Janick Gers uses Strats loaded with hot rail pickups.

Going back even further:
Dennis Stratton used Les Pauls and a Gibson reverse Firebird.
Terry Waprum used SG's
Terry Rance used Les Pauls
Dave Sullivan used a Gibson Flying V and an SG


----------



## blink (Jul 29, 2008)

I have single coils in my accordion :rockon2:


----------



## Budda (May 29, 2007)

I give you, the Bareknuckle Piledriver:

http://www.youtube.com/watch?v=yCK7oHgmv7M

pretty much sums up my vote lol


----------



## fraser (Feb 24, 2007)

> Dave's main strat from 1979 to 1989 was a black 57 Strat that used to belong to Paul Kossof of Free. THe guitar is loaded with 2 Dimarzio super distortions and is in an H-S-H configuration though Dave had the middle single coil disconnected and ran a 3 eay switch. He also used an SG and a few H-H Ibanez guitars from time to time. He has been using Floyd Rose fitted Strats with Hotrail and JB Jr mini humbuckers for the last 20 years or so. Fender's Iron Maiden strat from a few years ago was a lot like the instruments Murray has been using for nearly 9 decades. On this last tour he is using a Floyd Rose equipped copy of his old 57 (which, minus the Floyd, has been put into production by Fender as a sig model) and a couple Floyd Rose equipped strats with Hot rail pickups.

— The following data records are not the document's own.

PR #2127, opened 2018-10-22
feature: {best,worst}-unfiltered stream synonyms

### LINKED ISSUE #1055: Fallback selection for --stream-sorting-excludes
### Checklist

- [ ] This is a bug report.

### Description

Related issue:
https://github.com/streamlink/streamlink-twitch-gui/issues/481

In certain situations, the usage of `--stream-sorting-excludes` can lead to an empty stream selection. This is an issue for applications which try to map the available streams to a custom list of qualities.

The Streamlink Twitch GUI needs to do this stream quality mapping because of Twitch's inconsistent quality naming. This is an example of trying to find the "low" quality:

```
# available: 160p, 360p, 480p, 720p, 1080p
streamlink --stream-sorting-excludes ">360p" twitch.tv/CHANNEL low,best
# will open 360p

# available: low, medium, high, source
streamlink --stream-sorting-excludes ">360p" twitch.tv/CHANNEL low,best
# will open low

# available: 720p
streamlink --stream-sorting-excludes ">360p" twitch.tv/CHANNEL low,best
# returns an empty selection (channel doesn't have re-encoded qualities)
```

didnt know that about that guitar- i put a dimarzio super distortion in my black strat after seeing that guitar when i was a kid- cool info
also didnt realize that dave murray has been playing for nearly 9 decades! thats crazy! lol sorry
he always sounds very articulate- i always figured that was the strat

in my opinion, single coils can do metal, sure. anything can. just depends on how you want to sound. malmsteen plays a lot of notes, he needs the definition of a single coil, or else its a muddy mess. tony iommi, not so much- he makes a big, fat sound, but plays less. just examples. we get hung up on things too much with our guitars. you can do metal on an acoustic if you try-


----------



## Archer (Aug 29, 2006)

fraser said:


> didnt know that about that guitar- i put a dimarzio super distortion in my black strat after seeing that guitar when i was a kid- cool info
> also didnt realize that dave murray has been playing for nearly 9 decades! thats crazy! lol sorry
> he always sounds very articulate- i always figured that was the strat
> 
> in my opinion, single coils can do metal, sure. anything can. just depends on how you want to sound. malmsteen plays a lot of notes, he needs the definition of a single coil, or else its a muddy mess. tony iommi, not so much- he makes a big, fat sound, but plays less. just examples. we get hung up on things too much with our guitars. you can do metal on an acoustic if you try-


make that 2 decades (I went back and fixed it)....it was early in the morning when I wrote that. I guess my addition skills dont turn on until I have had my second cup of coffee.....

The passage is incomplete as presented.